这时候的干亲,与后世的随口叫一声“干爸、干妈”的情形,那是大不同的。
后世的那种干亲,多带有功利色彩;而此时的干亲,与血亲的差别并不大。
这个时代,为干儿子、干女儿找对象、出钱盖房子,这是干爸、干妈们觉得理所应当的事;
而干儿子、干女儿,遇到大事,把干爸、干妈请来作主,有酒席时请去主座,甚至为干爸、干妈养老送终的,也是很平常的事。
也不必说那个时代的人情味更浓厚一些,但这些的确是那个时代的常见的情况。
“爸,你先别着急,医生说陈爷爷目前的情况,还算是稳定的。”赵玥安慰着电话那端的父亲。
赵永水举着电话呆愣了片刻,就回复着说:“嗯,那就好,那就好。”
说完,他就沉闷地挂断了电话。
陈立本的病房外,陈家人与赵家人聚在一起,都带着焦急的心情,等着医生对陈立本的病情,再次做出诊断。

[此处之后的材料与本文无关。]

PR #3894, opened 2026-07-02
feat(automation): single token reference block + MeshCore Auto-Responder token parity (#3892)

### LINKED ISSUE #3892: [FEAT] MeshCore: "Auto Responder" should be able to use the same response tokens than Auto-Acknowledge
In Auto-Acknowledge you can use several response tokens for your answer. In "Auto Responder" you sould be able to use the same tokens also, which currently is not the case:

Image

E.g. {HOPS} and {ROUTE} will not be expanded at the moment.

I would expect the same tokens for both functions, even if there are other tokens added in future.

Yeraze:
Closes #3892.

## What & why
The MeshCore and Meshtastic Automation pages repeated the list of expansion tokens next to every token-aware field (two Auto-Ack legends on each stack, per-trigger legends in Auto-Responder/Timer Triggers, etc.), so the lists constantly drifted out of sync. This consolidates each source's tokens into **one grouped reference block near the top of the page**, sourced from a single authoritative module.

It also fixes the underlying issue: on MeshCore, **Auto-Responder could not expand `{HOPS}`/`{ROUTE}`** (and other reply-context tokens) because it only ran responses through the narrow announce-token set.

## Changes
- **New `AutomationTokenReference` component** — renders tokens grouped by availability context (*reply-only* vs *everywhere*) with per-token descriptions and an optional footer callout.
- **New per-source token modules** (`meshtasticAutomationTokens`, reworked `meshcoreAutomationTokens`) — the single source of truth, verified line-by-line against the server expanders (`replaceAnnouncementTokens`/`replaceAcknowledgementTokens`, `replaceMeshCoreAnnounceTokens`/`replaceAutoAckTokens`).
- **Removed the duplicated inline legends** — MeshCore Auto-Ack/Auto-Announce legend text and the per-trigger `<MeshCoreTokenLegend/>` in Auto-Responder & Timer Triggers (component deleted); the two Meshtastic Auto-Ack legends now point at the top block.
- **Automation Engine recommendation** — each block links to the Automation Engine ("Advanced Mode") for maximum flexibility.

### Backend fix (#3892)
- MeshCore Auto-Responder now receives the triggering packet's `hops`/`route` and renders text through a new **`renderReplyTemplate`** shared with Auto-Acknowledge, so both surfaces accept the same placeholders.
- Reply tokens resolve first (so `{NODE_NAME}`/`{NODE_ID}` cite the **sender**, matching Auto-Ack), then global tokens fill the rest.
- Dropped the stale hardcoded `{VERSION}` = `4.8.0`; `{VERSION}` now expands to the real version everywhere.

## Grouping
Reply tokens (sender / signal / route) only resolve when responding to a received message, so they're shown in a separate "When replying (Auto-Acknowledge, Auto-Responder)" group — they're meaningless in scheduled messages (Auto-Announce, Timer Triggers).

## Testing
- New `meshcoreManager.autoResponderTokens.test.ts` covers `{HOPS}`/`{ROUTE}`/`{SNR}`/`{LONG_NAME}`, real `{VERSION}`, sender-identity parity, and unknown-token passthrough.
- `npm run typecheck`: clean.
- **Full Vitest suite: 548 files, 7829 passed, 0 failures.**
- Built & smoke-tested in the dev container (token block + engine link render; `/automations` route reachable).


Yeraze:
Thanks for the review — both points addressed in 04e18750:

1. **`{NODE_NAME}` / `{NODE_ID}` context ambiguity** — sharpened the descriptions so the split behaviour is explicit rather than the vague "(sender's name in reply features)" note: they now read *"Sender's name in replies; this node's name in Auto-Announce / Timer Triggers"*. Kept them in the "Available everywhere" group (they do expand everywhere) but the description makes the context-dependent value unambiguous. (The Meshtastic side has no equivalent issue — its `{NODE_ID}` is reply-only.)

2. **Stale `meshcoreAnnounceTokens.ts` docstring** — rewritten to state it's the GLOBAL set only and that reply surfaces layer `replaceAutoAckTokens` on top via `renderReplyTemplate`, so the narrowness isn't misread as a global design constraint against adding tokens.

Yeraze:
Thanks for the thorough second pass. Triage of the four observations:

1. **`{NODE_ID}` sender-parity test** — added in 7b1cb81a, symmetric with the `{NODE_NAME}` case: asserts `{NODE_ID}` → `!<sender-pubkey8>` in a reply context.
2. **`{ONLINENODES}` "phantom token"** — false positive: it *is* handled in `replaceAnnouncementTokens` (`meshtasticManager.ts:11826-11839`, also `:11556`). It wasn't in this PR's diff, which is why it didn't surface. Confirmed it expands.
3. **`renderReplyTemplate` async / `replaceAutoAckTokens` sync** — intentional: the sync reply pass is piped into the async global pass (which reads `package.json` for `{VERSION}`). Leaving `replaceAutoAckTokens` sync avoids making its existing callers/tests async. No change.
4. **Inline `💡` outside the i18n string** — deliberate and consistent with the existing `App.tsx` pattern; no active i18n effort to accommodate. Left as-is.

Only #1 needed a code change.

Yeraze:
Re: the `{NODE_ID}` format difference (local = 16-char key fragment, sender = `!`+8 hex) — accurate observation, but I'm intentionally leaving the description as-is. Surfacing the internal key-format distinction in a user-facing token legend would add precision that operators don't act on while making the line noisier; the meaningful distinction for a template author is *whose* ID it is (sender vs local), which the current wording already conveys. Noting it here so it's on record as considered rather than missed.

All three review rounds are addressed and CI is green — good to merge from my side.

病房的门打开,陈良娣陪着医生走了出来。大家连忙凑近前,询问诊治的结果。
看着这一大家子人,医生低声说:“请不要喧哗。你们都是陈老爷子的亲属吗?”
不用问,大家一起点头称是。
医生先是称赞说“陈老爷子真有福气”之后,再叮嘱着说:“病人现在刚刚恢复一些,注意不要过多打扰。你们也不用都围在这里,留下一两个人就行。”

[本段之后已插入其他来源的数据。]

Issue #3703, opened 2026-06-24
[FEAT] MeshCore: Channel View: Show unread messages


m0urs:
**Describe the solution you'd like**
In the Channel view I want to see if there are channels with unread messages without clicking into every single channel. 

Optional sorting  would be fine so that channels with unread messages appear first.

Yeraze:
Thanks for the request — this is a natural fit for the channel list UX and aligns well with how the rest of the monitoring UI works.

Here's the proposed implementation plan:

---

## Implementation Plan: MeshCore Channel Unread Indicators

### Architecture decision

We'll use **client-side tracking** (localStorage) rather than a server-side `read_messages` table. Rationale:
- No database migration needed
- Appropriate for a monitoring dashboard (per-browser, per-session is fine)
- The backend already has a `/messages/channel-counts` endpoint we can extend without breaking changes

---

### 1. Backend — extend channel-counts endpoint

**File:** `src/db/repositories/meshcore.ts`  
**Change:** Update `getChannelMessageCounts` to also return `lastMessageTimestamp` (via `MAX(timestamp)`) per channel alongside the existing count.

**File:** `src/server/meshcoreManager.ts`  
**Change:** Pass the new `lastMessageTimestamp` field through from repo to route handler.

**File:** `src/server/routes/meshcoreRoutes.ts`  
**Change:** The `/messages/channel-counts` response shape expands from `{ [idx]: count }` to `{ [idx]: { count: number, lastMessageTimestamp: number | null } }`.

This is backwards-compatible — callers that only used `count` will need a small update.

---

### 2. Frontend — unread state management

**File:** `src/components/MeshCore/MeshCoreChannelsView.tsx`

**New state & localStorage helpers:**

大家答应后,医生自行离去,陈良娣再对赵霞等人说:“感谢你们这么关心我爸。但他现在病情还没真正稳定,也不便探视。你们就先回去,有事我及时告诉你们。”
赵玥干脆地说:“二姑,我们就是一家人!这样吧,我们的确也不能都挤在这里。”
“那应该怎么办才好呢?”老三赵义急切地问。
“排个班次。”赵玥建议着说,“我们人多,就分开时间来。这样,大家既可以对陈爷爷的病情及时了解,也不会一味挤在这里。”
“好。”赵霞立即同意。
陈良娣等人见赵家人坚持,只好连连表示感谢。
班次很容易定了下来:每天分为白班和夜班。
白班从早上六点到下午一点,算是第一个班次;第二个班次从下午一点到晚上的八点。
夜班,就由晚上的八点到第二天早上六点。
因为毕竟是至亲,每个班次,都要有陈家的一个人在场,以便及时回应医生的医嘱,与陈立本的特别要求。
班次定好,大家就按照这个排班执行。
第二天早晨,赵玥和四哥赵德、陈良娣,准时来接替了值守夜班的人。
走进病房,他们看到陈立本虽然还是虚弱,但已经可以对问询做出回应后,先都放了心。
随后,陈良娣帮着父亲洗漱,赵玥和四哥赵德帮着打来热水。随后,他们两个就回到走廊内。
“走,我们去买早点来。”赵玥说完,进去病房里拿了陈立本的饭盒、小保温桶后,就拉起四哥向医院外面走去。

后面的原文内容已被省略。